Data for the task –

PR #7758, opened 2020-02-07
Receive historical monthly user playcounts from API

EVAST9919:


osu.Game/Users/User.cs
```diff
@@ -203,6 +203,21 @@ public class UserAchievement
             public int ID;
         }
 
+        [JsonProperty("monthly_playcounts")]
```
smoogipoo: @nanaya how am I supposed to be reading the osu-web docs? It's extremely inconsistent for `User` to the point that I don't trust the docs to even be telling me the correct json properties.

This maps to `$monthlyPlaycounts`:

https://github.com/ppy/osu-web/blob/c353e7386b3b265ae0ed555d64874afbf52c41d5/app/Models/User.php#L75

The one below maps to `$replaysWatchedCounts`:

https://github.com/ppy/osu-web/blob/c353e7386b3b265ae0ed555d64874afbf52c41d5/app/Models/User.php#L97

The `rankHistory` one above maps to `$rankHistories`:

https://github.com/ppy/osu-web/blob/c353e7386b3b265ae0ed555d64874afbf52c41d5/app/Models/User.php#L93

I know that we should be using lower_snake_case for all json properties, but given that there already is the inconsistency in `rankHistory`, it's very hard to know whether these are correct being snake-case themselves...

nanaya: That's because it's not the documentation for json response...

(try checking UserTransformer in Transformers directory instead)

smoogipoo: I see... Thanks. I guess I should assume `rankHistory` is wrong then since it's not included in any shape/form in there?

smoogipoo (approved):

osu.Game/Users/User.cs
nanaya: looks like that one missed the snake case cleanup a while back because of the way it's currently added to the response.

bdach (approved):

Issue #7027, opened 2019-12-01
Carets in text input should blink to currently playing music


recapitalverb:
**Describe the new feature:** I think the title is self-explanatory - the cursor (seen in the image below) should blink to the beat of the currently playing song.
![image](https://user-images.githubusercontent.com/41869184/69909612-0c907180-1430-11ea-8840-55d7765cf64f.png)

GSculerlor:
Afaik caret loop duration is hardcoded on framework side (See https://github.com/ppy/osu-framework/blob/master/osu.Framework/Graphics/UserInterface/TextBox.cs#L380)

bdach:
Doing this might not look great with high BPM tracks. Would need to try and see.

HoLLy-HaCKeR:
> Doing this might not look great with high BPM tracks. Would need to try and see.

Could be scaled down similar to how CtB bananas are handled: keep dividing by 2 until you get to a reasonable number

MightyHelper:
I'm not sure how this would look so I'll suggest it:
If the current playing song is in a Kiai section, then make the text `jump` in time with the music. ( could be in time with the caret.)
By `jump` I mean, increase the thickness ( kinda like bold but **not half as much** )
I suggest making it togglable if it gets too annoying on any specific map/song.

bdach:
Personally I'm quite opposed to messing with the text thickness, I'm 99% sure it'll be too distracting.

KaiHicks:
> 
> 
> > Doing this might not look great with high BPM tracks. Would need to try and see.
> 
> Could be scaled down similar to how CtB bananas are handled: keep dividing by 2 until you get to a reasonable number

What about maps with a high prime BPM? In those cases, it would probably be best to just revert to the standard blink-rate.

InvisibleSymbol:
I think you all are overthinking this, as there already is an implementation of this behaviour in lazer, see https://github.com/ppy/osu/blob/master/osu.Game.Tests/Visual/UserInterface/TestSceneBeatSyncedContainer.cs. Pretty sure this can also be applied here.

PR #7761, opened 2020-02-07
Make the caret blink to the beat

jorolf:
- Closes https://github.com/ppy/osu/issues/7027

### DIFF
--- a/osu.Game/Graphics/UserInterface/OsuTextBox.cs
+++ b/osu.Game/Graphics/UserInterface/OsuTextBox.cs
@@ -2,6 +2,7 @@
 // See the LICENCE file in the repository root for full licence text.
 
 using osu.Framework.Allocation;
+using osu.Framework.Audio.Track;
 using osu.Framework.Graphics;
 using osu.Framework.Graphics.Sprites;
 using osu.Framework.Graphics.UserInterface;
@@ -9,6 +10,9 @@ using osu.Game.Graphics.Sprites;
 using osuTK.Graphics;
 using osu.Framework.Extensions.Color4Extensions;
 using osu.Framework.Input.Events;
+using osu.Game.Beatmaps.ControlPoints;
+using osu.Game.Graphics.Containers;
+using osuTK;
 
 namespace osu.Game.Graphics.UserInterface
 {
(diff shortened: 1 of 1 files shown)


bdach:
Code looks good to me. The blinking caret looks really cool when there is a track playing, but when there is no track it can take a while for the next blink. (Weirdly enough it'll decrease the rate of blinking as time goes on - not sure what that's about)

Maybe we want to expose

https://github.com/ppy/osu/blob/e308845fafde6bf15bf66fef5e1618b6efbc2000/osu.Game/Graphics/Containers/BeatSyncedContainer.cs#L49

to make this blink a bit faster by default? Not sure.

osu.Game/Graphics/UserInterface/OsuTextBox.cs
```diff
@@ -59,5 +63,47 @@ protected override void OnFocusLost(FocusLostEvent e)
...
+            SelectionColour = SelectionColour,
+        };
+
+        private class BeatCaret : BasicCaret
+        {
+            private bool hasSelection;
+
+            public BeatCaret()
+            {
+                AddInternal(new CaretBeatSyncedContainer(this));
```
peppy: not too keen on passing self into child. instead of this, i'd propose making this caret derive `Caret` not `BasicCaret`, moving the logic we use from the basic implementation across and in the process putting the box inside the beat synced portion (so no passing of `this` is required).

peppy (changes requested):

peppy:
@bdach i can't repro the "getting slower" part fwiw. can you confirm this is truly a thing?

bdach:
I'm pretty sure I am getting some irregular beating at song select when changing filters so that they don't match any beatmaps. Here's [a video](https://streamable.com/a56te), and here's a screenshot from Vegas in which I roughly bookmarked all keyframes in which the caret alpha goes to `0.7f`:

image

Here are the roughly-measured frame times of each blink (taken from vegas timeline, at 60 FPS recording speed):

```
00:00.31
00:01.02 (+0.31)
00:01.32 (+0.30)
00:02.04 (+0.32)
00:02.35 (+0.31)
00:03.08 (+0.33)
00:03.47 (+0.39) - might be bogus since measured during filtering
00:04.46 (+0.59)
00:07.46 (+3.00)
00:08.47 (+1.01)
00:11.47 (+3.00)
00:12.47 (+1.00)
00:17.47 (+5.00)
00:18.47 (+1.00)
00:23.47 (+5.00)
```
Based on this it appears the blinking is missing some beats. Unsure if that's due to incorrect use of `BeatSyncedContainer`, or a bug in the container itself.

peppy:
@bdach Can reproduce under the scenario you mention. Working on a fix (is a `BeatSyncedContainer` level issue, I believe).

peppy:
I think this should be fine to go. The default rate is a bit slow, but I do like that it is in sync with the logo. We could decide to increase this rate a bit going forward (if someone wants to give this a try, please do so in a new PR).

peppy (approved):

Prompt – Which lines above hold the string "rankHistory"? Copy every one of them.

Final answer –
The `rankHistory` one above maps to `$rankHistories`:
I know that we should be using lower_snake_case for all json properties, but given that there already is the inconsistency in `rankHistory`, it's very hard to know whether these are correct being snake-case themselves...
smoogipoo: I see... Thanks. I guess I should assume `rankHistory` is wrong then since it's not included in any shape/form in there?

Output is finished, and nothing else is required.